There’s is something beautiful about hitting the open road, knowing your van has all you need in it. A bed, food, kitchen and if you are like me even some fairy lights! What doesn’t work is hot lava mixed with an unusual level of control. Topped with some pretty intense anxiety and severe if not deadly allergies!
I think that is why the van owner didn’t really like living in his decked out van. He took all the fun out of it with so many rules. It counteracted against the entire purpose of van-life. Living free, living spontaneous and easy going.
Instead, I was stuck in a van with the scent of hummus and human bodies thick in the closed window cavity. Through four states I drove in these conditions at a speed of 45 mph, never more. That was one of the many rules. At a point I had to sleep, after dozing off on the road one too many times I pulled over in a town under a tree and took a short nap. I woke abruptly to an angry man trying to curse at me between sneezing and blowing his nose.
How dare I?
You lost me dude, how dare I what? “Park under a tree! The roof of the van brushed the leaves making my allergies worse!”
You have got to be kidding me?
Okay, this is officially where I checked out. No more rules, no more demands.
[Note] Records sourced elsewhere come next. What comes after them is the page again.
PR #456, opened 2019-06-29
Add hotkeys for changing sizes (1x ... 6x).

### LINKED ISSUE #415: Add a hotkey for changing sizes, such as mGBA and previous versions of VBA do
Have a hotkey for changing window size (for example, if want the window 4x the real size, I can press key "4" and it automatically changes, but if I want it later 2x the real size, simply I press "2" then and it reverts back).

### Actual behavior

You have to change it manually in Options -> Video -> Configure -> Zoom -> Default Magnification. Also, for some reason, there are like 40 pixels beneath the "game screen" (my vbam.ini file says window is 741 pixels tall) that are black.

denisfa:
Use a accelerator to quickly provide a way to change to/from multipliers
of the original size.

- Fix #415.

The only thing I would like to add here is some stuff is being done the way it is so we can also allow the users to change these keybindings via `Options` > `Key Shortcuts`. This explains whey this appears on the main menu.

### DIFF
--- a/src/wx/cmdevents.cpp
+++ b/src/wx/cmdevents.cpp
@@ -2102,6 +2102,42 @@ EVT_HANDLER(GameBoyConfigure, "Game Boy options...")
     update_opts();
 }
 
+EVT_HANDLER(SetSize1x, "1x")
+{
+    gopts.video_scale = 1;
+    panel->AdjustSize(true);
+}
+
+EVT_HANDLER(SetSize2x, "2x")
+{
+    gopts.video_scale = 2;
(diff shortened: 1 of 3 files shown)


retro-wertz:
does this have UI access too? i believe majority of people familiar with the older vba has been reporting these and some mission UI quick access to functions (resize for one etc)

denisfa:
@retro-wertz What do you mean? They are available in `Options` > `Video` > `Quick resize`. The submenu has `1x`,`2x`,...,`6x`.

You want to boss me around and blame me for any other natural causes? Go ahead, I dare you!
I won’t be bothered one bit. Once I decide to not give a fuck about something it’s pretty easy to just let things go. I was too worried about pleasing this group in the beginning then a few miles in I realized they are just normal people with a good cause and a bad van “life.”
I completed my tour, but on very different terms. I tossed the hummus! (oops sorry) I took breaks when I wanted. I stopped driving when I felt like it and I made sure I rubbed the sides of that van on as many leafy bushes and trees as possible!
That decision to tweak the rules made the remaining tour very enjoyable. Instead of being irritated over pet peeves like noisy eating or nasal passage blockages, I laughed at it. Thoroughly enjoying myself and my little secret triumphs of passive aggressive revenge.
If you are considering van-life be prepared for anything. Not just homicidal people but the nice guys with bad allergies. When you are cooped up in a 180 inch wheel base, little things can become big things if you let them.
It takes a very relaxed, easy going person to successfully manage van-life in a pleasurable way. For me, that way is solo with only my kick ass dog Enzo as a copilot!
Full-timer’s, what have you learned to tolerate or eliminate for better van-life’s?
Thanks for coming along the journey!